(Material provided)

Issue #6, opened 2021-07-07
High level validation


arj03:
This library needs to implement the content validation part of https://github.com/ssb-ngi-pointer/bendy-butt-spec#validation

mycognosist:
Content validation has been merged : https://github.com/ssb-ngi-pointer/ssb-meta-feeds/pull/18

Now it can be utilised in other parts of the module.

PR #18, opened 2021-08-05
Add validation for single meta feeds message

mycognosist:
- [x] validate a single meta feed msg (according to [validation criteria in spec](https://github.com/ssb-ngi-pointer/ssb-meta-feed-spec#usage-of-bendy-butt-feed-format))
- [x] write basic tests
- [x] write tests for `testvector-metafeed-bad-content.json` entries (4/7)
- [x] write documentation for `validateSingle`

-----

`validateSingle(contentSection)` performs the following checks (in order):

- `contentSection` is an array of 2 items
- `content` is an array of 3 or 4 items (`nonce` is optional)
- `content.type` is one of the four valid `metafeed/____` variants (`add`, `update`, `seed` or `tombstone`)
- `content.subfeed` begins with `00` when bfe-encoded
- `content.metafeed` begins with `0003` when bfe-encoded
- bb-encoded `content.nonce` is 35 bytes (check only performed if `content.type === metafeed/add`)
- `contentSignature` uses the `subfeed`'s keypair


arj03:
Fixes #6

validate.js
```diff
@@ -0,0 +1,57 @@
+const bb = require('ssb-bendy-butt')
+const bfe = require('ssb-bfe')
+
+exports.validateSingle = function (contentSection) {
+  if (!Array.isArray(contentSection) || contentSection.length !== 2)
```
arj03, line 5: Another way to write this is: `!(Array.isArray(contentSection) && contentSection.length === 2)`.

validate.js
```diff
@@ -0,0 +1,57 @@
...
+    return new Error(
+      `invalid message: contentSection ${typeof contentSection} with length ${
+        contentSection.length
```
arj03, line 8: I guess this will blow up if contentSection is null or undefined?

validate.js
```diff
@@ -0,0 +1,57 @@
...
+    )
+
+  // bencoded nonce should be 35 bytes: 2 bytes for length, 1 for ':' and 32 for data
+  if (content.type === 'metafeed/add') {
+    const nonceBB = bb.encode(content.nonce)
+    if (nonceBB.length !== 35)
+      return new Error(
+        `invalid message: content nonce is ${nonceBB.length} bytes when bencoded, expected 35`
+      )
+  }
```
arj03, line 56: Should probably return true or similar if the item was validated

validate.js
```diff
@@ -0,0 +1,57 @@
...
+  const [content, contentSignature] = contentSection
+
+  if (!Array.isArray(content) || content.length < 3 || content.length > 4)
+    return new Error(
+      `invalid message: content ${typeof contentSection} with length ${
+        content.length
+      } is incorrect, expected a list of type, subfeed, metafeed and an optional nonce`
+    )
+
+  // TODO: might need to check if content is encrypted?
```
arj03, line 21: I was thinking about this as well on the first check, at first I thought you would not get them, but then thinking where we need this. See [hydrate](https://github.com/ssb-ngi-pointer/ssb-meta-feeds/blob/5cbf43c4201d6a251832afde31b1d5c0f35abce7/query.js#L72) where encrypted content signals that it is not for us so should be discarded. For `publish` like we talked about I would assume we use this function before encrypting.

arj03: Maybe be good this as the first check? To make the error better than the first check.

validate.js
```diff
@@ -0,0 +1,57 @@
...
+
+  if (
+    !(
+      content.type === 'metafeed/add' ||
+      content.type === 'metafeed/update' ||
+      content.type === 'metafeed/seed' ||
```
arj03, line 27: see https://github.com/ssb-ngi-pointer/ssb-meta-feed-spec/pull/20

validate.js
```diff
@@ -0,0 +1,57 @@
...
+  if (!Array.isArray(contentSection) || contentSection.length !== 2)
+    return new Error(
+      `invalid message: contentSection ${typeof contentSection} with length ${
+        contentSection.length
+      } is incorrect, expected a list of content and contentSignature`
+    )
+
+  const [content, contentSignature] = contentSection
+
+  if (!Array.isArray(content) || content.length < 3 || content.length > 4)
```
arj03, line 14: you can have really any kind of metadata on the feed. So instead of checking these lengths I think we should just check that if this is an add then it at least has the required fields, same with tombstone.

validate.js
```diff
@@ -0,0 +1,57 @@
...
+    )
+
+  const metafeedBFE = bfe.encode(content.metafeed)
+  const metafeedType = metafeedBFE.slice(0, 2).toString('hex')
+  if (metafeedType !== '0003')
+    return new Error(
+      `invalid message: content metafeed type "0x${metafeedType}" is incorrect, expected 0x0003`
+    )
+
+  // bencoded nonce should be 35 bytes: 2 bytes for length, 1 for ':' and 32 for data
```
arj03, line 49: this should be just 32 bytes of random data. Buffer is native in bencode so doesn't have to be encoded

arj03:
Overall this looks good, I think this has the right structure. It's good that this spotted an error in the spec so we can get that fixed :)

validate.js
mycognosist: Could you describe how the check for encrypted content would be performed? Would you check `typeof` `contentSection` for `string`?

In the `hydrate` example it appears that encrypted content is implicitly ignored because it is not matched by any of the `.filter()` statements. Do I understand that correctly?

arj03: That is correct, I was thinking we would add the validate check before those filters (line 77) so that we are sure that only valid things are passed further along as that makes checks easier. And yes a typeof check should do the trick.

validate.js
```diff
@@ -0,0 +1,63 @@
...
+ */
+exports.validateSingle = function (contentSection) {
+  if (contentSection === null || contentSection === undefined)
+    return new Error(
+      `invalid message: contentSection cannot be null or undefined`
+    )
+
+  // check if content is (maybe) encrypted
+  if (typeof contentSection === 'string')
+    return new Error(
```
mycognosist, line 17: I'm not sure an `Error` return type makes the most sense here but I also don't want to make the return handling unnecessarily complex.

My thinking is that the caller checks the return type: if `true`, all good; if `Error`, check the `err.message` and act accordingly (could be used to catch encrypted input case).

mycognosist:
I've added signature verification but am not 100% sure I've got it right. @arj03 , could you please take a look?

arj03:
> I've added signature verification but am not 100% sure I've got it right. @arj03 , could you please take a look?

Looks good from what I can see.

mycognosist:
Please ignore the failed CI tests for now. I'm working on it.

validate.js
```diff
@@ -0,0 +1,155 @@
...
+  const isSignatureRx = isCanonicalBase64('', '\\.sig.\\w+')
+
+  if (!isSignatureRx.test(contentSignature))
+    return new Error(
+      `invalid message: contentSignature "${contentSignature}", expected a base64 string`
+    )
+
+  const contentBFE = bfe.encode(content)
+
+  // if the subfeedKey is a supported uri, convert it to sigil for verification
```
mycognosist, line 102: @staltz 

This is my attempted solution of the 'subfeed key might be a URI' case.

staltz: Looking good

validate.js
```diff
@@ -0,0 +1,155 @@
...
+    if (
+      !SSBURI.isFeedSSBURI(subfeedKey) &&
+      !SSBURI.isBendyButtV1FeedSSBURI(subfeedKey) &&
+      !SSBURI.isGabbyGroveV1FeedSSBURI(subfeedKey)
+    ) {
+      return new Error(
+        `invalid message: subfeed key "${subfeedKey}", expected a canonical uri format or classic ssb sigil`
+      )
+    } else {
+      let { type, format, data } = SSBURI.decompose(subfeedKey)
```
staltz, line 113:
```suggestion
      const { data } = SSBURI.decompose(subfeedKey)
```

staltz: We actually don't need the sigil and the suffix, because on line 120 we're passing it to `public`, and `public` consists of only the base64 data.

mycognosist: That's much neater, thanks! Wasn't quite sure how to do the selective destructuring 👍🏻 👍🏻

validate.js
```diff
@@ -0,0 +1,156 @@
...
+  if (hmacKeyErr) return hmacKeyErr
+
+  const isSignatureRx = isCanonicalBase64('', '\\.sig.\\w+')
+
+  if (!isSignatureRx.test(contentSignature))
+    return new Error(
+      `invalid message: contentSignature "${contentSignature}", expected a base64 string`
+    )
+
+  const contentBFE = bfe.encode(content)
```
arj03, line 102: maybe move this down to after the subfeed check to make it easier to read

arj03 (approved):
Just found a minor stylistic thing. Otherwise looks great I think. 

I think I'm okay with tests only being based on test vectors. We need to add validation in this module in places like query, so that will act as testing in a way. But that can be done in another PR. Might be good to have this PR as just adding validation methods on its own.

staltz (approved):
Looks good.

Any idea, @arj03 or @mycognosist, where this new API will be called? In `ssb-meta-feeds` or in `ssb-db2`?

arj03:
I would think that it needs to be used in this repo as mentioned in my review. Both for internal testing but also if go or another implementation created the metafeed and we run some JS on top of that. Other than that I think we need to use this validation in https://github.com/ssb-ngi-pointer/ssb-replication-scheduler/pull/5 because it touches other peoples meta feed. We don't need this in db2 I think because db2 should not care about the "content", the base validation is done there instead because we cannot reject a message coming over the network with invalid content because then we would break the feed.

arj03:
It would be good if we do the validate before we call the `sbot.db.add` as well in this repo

(End Material provided)

> [Assignment] Include the first line, the line containing "is 35 bytes", and every line between them, copied exactly from the material above; output no other line.

> [Problem solution]
Issue #6, opened 2021-07-07
High level validation


arj03:
This library needs to implement the content validation part of https://github.com/ssb-ngi-pointer/bendy-butt-spec#validation

mycognosist:
Content validation has been merged : https://github.com/ssb-ngi-pointer/ssb-meta-feeds/pull/18

Now it can be utilised in other parts of the module.

PR #18, opened 2021-08-05
Add validation for single meta feeds message

mycognosist:
- [x] validate a single meta feed msg (according to [validation criteria in spec](https://github.com/ssb-ngi-pointer/ssb-meta-feed-spec#usage-of-bendy-butt-feed-format))
- [x] write basic tests
- [x] write tests for `testvector-metafeed-bad-content.json` entries (4/7)
- [x] write documentation for `validateSingle`

-----

`validateSingle(contentSection)` performs the following checks (in order):

- `contentSection` is an array of 2 items
- `content` is an array of 3 or 4 items (`nonce` is optional)
- `content.type` is one of the four valid `metafeed/____` variants (`add`, `update`, `seed` or `tombstone`)
- `content.subfeed` begins with `00` when bfe-encoded
- `content.metafeed` begins with `0003` when bfe-encoded
- bb-encoded `content.nonce` is 35 bytes (check only performed if `content.type === metafeed/add`)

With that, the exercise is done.